Article Preview
TopIntroduction
With the exponential increase in the trend of taking decisions based on the reviews and feedbacks collected on the World Wide Web, there has been consistent accumulation of large unstructured user generated contents over the internet. The products which are bought to the leaders they choose and policies they make, everything is carried forward by the opinions that are shared and communicated on the social platforms. These feedbacks may vary to a large extent as whether or not to buy a certain product and it influences the policy making process and many more. But, to look at the reviews in a concise and appropriate manner is a cumbersome task which needs to be achieved with mining. Recent studies (Pang, Lee, & Vaithyanathan, 2002; Hu & Liu, 2004; Hu & Liu, 2004) have been focused consistently and actively carried on to mine opinions. The primary objective of opinion mining is to categorically present these opinions to users illustrating the preference, featuring at the document level and then more precisely at the sentence level. Proper web crawler system needs to be developed and implemented for various social networking sites, mobile sites, E commerce sites and review sites.
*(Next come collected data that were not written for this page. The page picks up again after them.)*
PR #257, opened 2022-04-20
Introduce `sharedTest` source set and move many UI tests to use Robolectric

alexandrepiveteau:
This PR introduces the following changes :

- A new `sharedTest` source set is introduced.
- The existing tests are moved to the `test` and `androidTest` subpackages.
- Many UI tests are now run as Unit tests using Robolectric, resulting in considerably faster builds.


alexandrepiveteau:
We will probably not be able to merge Robolectric support until https://github.com/robolectric/robolectric/issues/7055 is solved, since it makes some of our tests flaky and fail on the CI while they succeed locally.

PR #624, opened 2019-01-25
Pr/sso styling

niklaushug:


packages/tocco-ui/src/utilStyles/declareInteractionColors.js
```diff
@@ -1,3 +1,4 @@
+
```
MethodenMann: remove

packages/tocco-ui/src/utilStyles/declareInteractionColors.js
```diff
@@ -114,20 +115,32 @@ const generateRaisedPrimaryColors = props => {
...
-  const higherContrast = getContrast(text, primary) > getContrast(paper, primary) ? text : paper
+  const higherContrast = getHigherContrast(primary, text, paper)
   const fg = generateInteractionColor(higherContrast, {
     action: getLuminance(primary) > 0.5 ? 'darken' : 'lighten'
   })
   const bg = generateInteractionColor(primary)
   return mapColors(bg, fg)
 }
 
+const generateCustomColors = (base, colorA, colorB) => {
```
MethodenMann: i had a hard time understanding this code. I think it's mainly because if i look at this method signature:

`const generateCustomColors = (base, colorA, colorB) `

i would have absolutely no clue what to pass in and what to expect as return value. Even if i look at the implementation couldn't guess what `mapColors` is doing.
Maye you could improve naming?

PR #632, opened 2019-02-01
fix: rename specs files to spec

MethodenMann:
- fix failing tests


packages/scheduler/src/components/FullCalendar/FullCalendar.spec.js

Previously, many methods have been developed to analyze the reviews (Liu, 2011). Different researchers have developed various methodologies but still the familiar concept to retrieve the reviews is under consideration. The common aspect which has discussed here is about the crawler. Traversing the web documents and gathering information though text is done via crawler (Arasu, Cho, Garcia-Molina, Paepcke, & Raghavan, 2001; Brin & Page, 1998; Burner, 1997). Some parts of the web pages are constantly updated like reviews posted by the autonomous users. These dynamically generated web pages like database driven web page (Sharma & Dixit, 2008) make the crawler to revisit that web page so as to frequently collect the new and the updated opinions. Here the effort has been to calculate the frequency of revisiting the web page in context of collecting opinions.
Web crawlers are programs or bots that traverse web pages and create an index of the pages (Arasu, Cho, Garcia-Molina, Paepcke, & Raghavan, 2001). The primary objective of web crawler is to serve for the later processing of search engine by storing a copy of the visited URL in a file or a repository which will further index the downloaded HTML pages for fast searching.
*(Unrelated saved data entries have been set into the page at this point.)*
PR #641, opened 2019-02-15
style(tocco-ui): enhance visualization of disabled state for button

niklaushug:
- do not change color on hover
- show cursor not-allowed on hover
- add knobs to button showcase
- remove obsolete buttons from showcase

### DIFF
--- a/packages/tocco-ui/src/Button/Button.stories.js
+++ b/packages/tocco-ui/src/Button/Button.stories.js
@@ -11,98 +11,93 @@ storiesOf('Button', module)
   .addDecorator(withKnobs)
   .add(
     'Knobs',
-    () =>
-      (
-        <Button
-          label={text('label', 'My Button')}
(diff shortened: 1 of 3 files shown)


packages/tocco-ui/src/Button/Button.stories.js
```diff
@@ -41,61 +41,62 @@ storiesOf('Button', module)
     () => {
       return [
         <Button
+          dense={boolean('dense', false) || undefined}
```
MethodenMann:
```
const knobs = {dense: boolean('dense', false) || undefined, disabled: boolean('disabled', false) || undefined}

<Button
  ...knobs
  key="1"
```

So you dont have to repeat yourself that often

niklaushug: see 88008f1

The general architecture of the Web crawler is given in Figure 1.
Figure 1. General architecture of the web crawler
The Web crawler contains several components explained below:
- •
URL Database: It stores the collection of URL’s;
- •
URL queue: The seed URLs are given in the URL queue which follows the FIFO approach;
- •
Data Fetcher: It works to collect URL from the queue one by one and fed the data from the World Wide Web;
- •
Web Pages: It is a repository of the stored web pages;
- •
DNS Repository: The HTTP socket to threads is created after resolving DNS by applying threads;
- •
Extraction: The URL is then extracted after checking if the page content is in available and in the HTTP format, also the robots.txt file is checked if it is allowed or not. After normalization, the hyperlinks are extracted from the WinInet (windows Internet) library if any;
- •
Links: The links are added in the depth first search manner to the URL queue and the process is repeated until no URL is left in the queue.